CrunchyData / postgres-operator

Production PostgreSQL for Kubernetes, from high availability Postgres clusters to full-scale database-as-a-service.
https://access.crunchydata.com/documentation/postgres-operator/v5/
Apache License 2.0
3.81k stars 578 forks source link

Liveness probe for postgres-operator #3593

Open polikeiji opened 1 year ago

polikeiji commented 1 year ago

Does the postgres-operator have an exposed port for configuring the liveness and the readiness probes?

Based on the following code, I expected we could utilize an exposed port for the probes offered by the controler-runtime.

I confirmed that we can access the metrics on the 8080 port, but I couldn't connect to the 8081 port for the probes. I checked it with PGO 5.3.0 running on the K8S 1.21.14.

We have yet to report it here because we couldn't get enough logs to do it, but we faced an issue that the operator suddenly stopped its reconciliation process. At that time, the operator process itself didn't have any bad statuses, so K8S couldn't trigger rebooting targeting the operator pod. To prevent the situation, we'd like to configure the readiness and liveness probes for the operator.

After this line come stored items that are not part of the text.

PR #419, opened 2016-08-04
Better AVX2 detection for GCC compilers

ivmaykov:
I had a problem building libsodium 1.0.11 on gcc 4.8.1. The issue was with the AVX2 implementation of BLAKE2b - it looked like the configure script decided that AVX2 was supported by the compiler, but then compilation failed with a bunch of errors that looked like this:

  ...
  {standard input}:391: Error: operand type mismatch for `vpxor'
  {standard input}:398: Error: no such instruction: `vpermq $147,%ymm10,%ymm10'
  {standard input}:404: Error: no such instruction: `vpermq $78,%ymm9,%ymm9'
  {standard input}:411: Error: operand type mismatch for `vpaddq'
  {standard input}:418: Error: operand type mismatch for `vpsrlq'
  ...

I simply added one of the unknown instructions to the program used to detect AVX2 support, inside a `#ifdef __GNUC__` block. This fixed the issue.

### DIFF
--- a/configure.ac
+++ b/configure.ac
@@ -398,10 +398,15 @@ AS_IF([test "x$EMSCRIPTEN" = "x" -a "$host_os" != "pnacl"], [
 #endif
 #pragma GCC target("avx2")
 #include <immintrin.h>
-]], [[ __m256i x = _mm256_abs_epi8(_mm256_setzero_si256()); ]])],
+]], [[
+__m256i x = _mm256_abs_epi8(_mm256_setzero_si256());
+#ifdef __GNUC__
+__asm__ __volatile__ ("vpermq $1,%ymm1,%ymm2");
+#endif
+]])],
     [AC_MSG_RESULT(yes)
      AC_DEFINE([HAVE_AVX2INTRIN_H], [1], [AVX2 is available])
-     AX_CHECK_COMPILE_FLAG([-mavx2], [CFLAGS_AVX="-mavx2"])
+     AX_CHECK_COMPILE_FLAG([-mavx2], [CFLAGS_AVX2="-mavx2"])
      AC_MSG_CHECKING(if _mm256_broadcastsi128_si256 is correctly defined)
      AC_COMPILE_IFELSE([AC_LANG_PROGRAM([[
 #ifdef __native_client__


jedisct1:
Merged, thanks!

jedisct1:
Hold on.

The AVX2 implementation of the BLAKE2b compression function doesn't use any inline assembly, only intrinsics.

Looks like your compiler is spitting out instructions that the assembler doesn't support. That's a toolchain problem. Maybe we should detect this, but adding a check that doesn't match the actual code at all doesn't sound good.

configure.ac
```diff
@@ -398,10 +398,15 @@ AS_IF([test "x$EMSCRIPTEN" = "x" -a "$host_os" != "pnacl"], [
...
+]], [[
+__m256i x = _mm256_abs_epi8(_mm256_setzero_si256());
+#ifdef __GNUC__
+__asm__ __volatile__ ("vpermq $1,%ymm1,%ymm2");
+#endif
+]])],
     [AC_MSG_RESULT(yes)
      AC_DEFINE([HAVE_AVX2INTRIN_H], [1], [AVX2 is available])
-     AX_CHECK_COMPILE_FLAG([-mavx2], [CFLAGS_AVX="-mavx2"])
+     AX_CHECK_COMPILE_FLAG([-mavx2], [CFLAGS_AVX2="-mavx2"])
```
jedisct1: Good catch!

ivmaykov:
I'm not sure how to diagnose the toolchain problem. What's the expected behavior with using AVX2 intrinsics on a platform that doesn't support AVX2 instructions? Should the intrinsic function fall back to equivalent AVX1 code?

jedisct1:
The AVX2 code shouldn't be compiled at all.

Replacing `AC_COMPILE_IFELSE` with `AC_LINK_IFELSE` may detect the broken toolchain. 

What OS/distro is that?

jedisct1:
Can you try replacing all the `AC_COMPILE_IFELSE` instances with `AC_LINK_IFELSE` (https://gist.github.com/1a1deb71a91b1c0bf6778b665fd9d8de) and see if it then compiles and links successfully?

jedisct1:
Hi Ilya,

The autoconf script detects what the compiler supports, not what the CPU is. AVX2, SSE4.1, SSSE3 and generic implementations are all compiled in, and the actual implementation is then chosen at runtime according to the current CPU. So the same binary works everywhere.

CentOS 6.7 seems to ship with gcc 4.4.7. So, on your system, it's very likely that other gcc versions have been manually compiled, or come from a more recent version of CentOS. Recent gcc versions don't play well with an outdated assembler/linker.

Can you post (as a gist) the `config.log` file you get after running the `configure` script with `AC_LINK_IFELSE`?

ivmaykov:
I think you're right, it's probably an issue with our toolchain. I tracked down the versions of "as" used by the different gcc versions (by looking at build logs and finding what the PATH was set to). The version used by gcc 4.8.1 is old (2011) and fails to compile the following 2-line program:

        vpermq  $1, %ymm1, %ymm2
        ret

The version used by gcc 4.9 and higher succeeds.

So while I agree that this is a bug in our toolchain, it's possible that other people could have the same issue if they have a mismatch between the features supported by their 'gcc' and 'as' binaries. Maybe there's a more elegant way to detect such an issue? Up to you if you want to unmerge the PR or not ...

ivmaykov:
I am digging into it some more. The problem seems to be that some subset of AVX instructions (maybe AVX1?) is supported by the older assembler, and gcc optimizations are eliminating the problematic instructions that should have been generated by the intrinsic function. Maybe it makes sense to compile the test programs that detect AVX features with -O0.

ivmaykov:
Please see https://github.com/jedisct1/libsodium/pull/420

PR #420, opened 2016-08-04
Better AVX2 detection, try 2 (only using intrinsic functions)

ivmaykov:
Here's a second attempt at better AVX2 detection. I dug pretty deeply into the generated assembly, and found that the old version (`__m256i x = _mm256_abs_epi8(_mm256_setzero_si256());`) generated ASM that didn't actually have any AVX2 instructions in it - they were optimized away completely (though I think there were some AVX1 instructions left over). So in cases where the compiler version was recent enough to support AVX2 but the assembler was too old and didn't support it, the configure script would fail to detect the problem.

### DIFF
--- a/configure.ac
+++ b/configure.ac
@@ -398,13 +398,12 @@ AS_IF([test "x$EMSCRIPTEN" = "x" -a "$host_os" != "pnacl"], [
 #endif
 #pragma GCC target("avx2")
 #include <immintrin.h>
-#include <string.h>
 ]], [[
 // the code below is intentionally crafted to make sure the compiler
 // can't optimize the AVX2 instructions away.
-__m256i x = _mm256_set1_epi32(0xdeadbeef);
-__m256i y = _mm256_permutevar8x32_epi32(x,x);
-return memcmp(&x, &y, sizeof(x)) != 0;
+__m256 x = _mm256_set1_ps(3.14);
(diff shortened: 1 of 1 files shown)


configure.ac
```diff
@@ -398,7 +398,14 @@ AS_IF([test "x$EMSCRIPTEN" = "x" -a "$host_os" != "pnacl"], [
...
 #pragma GCC target("avx2")
 #include <immintrin.h>
-]], [[ __m256i x = _mm256_abs_epi8(_mm256_setzero_si256()); ]])],
+#include <string.h>
+]], [[
+// the code below is intentionally crafted to make sure the compiler
+// can't optimize the AVX2 instructions away.
+__m256i x = _mm256_set1_epi32(0xdeadbeef);
+__m256i y = _mm256_permutevar8x32_epi32(x,x);
+return memcmp(&x, &y, sizeof(x)) != 0;
```
jedisct1: Does `return _mm256_movemask_ps(_mm256_cmp_ps(x, y, _CMP_NEQ_OQ));` work as well?

ivmaykov:
@jedisct1 yes it does, though I have to cast x and y to __m256. Do you want me to update the diff?

ivmaykov:
Actually I can change the first 2 lines to do operations on __m256 types (float vs. int vectors), then the cast is not needed.

jedisct1:
It contains 42, it has to be the right answer.

Merged, thanks!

jmckulk commented 1 year ago

Hey @polikeiji, we aren't doing anything to expose ports on the operator container. If there is anything wrong with the operator process, the pod should become not ready and restart.

Can you see the logs from the operator container? I would expect any issues to show up there.

If you do find any logs, feel free to share them here. You can also share your cluster spec, and we'd be happy to look for anything out of place.

polikeiji commented 1 year ago

@jmckulk Thank you for the reply.

If there is anything wrong with the operator process, the pod should become not ready and restart.

I think the operator container will become "not ready" and be restarted only when the container process exits unless the liveness probe is configured for the container. So, I believe every operator basically must have the appropriate liveness probe to correctly detect something wrong occurs including the situation that the process keeps running in some wrong situation.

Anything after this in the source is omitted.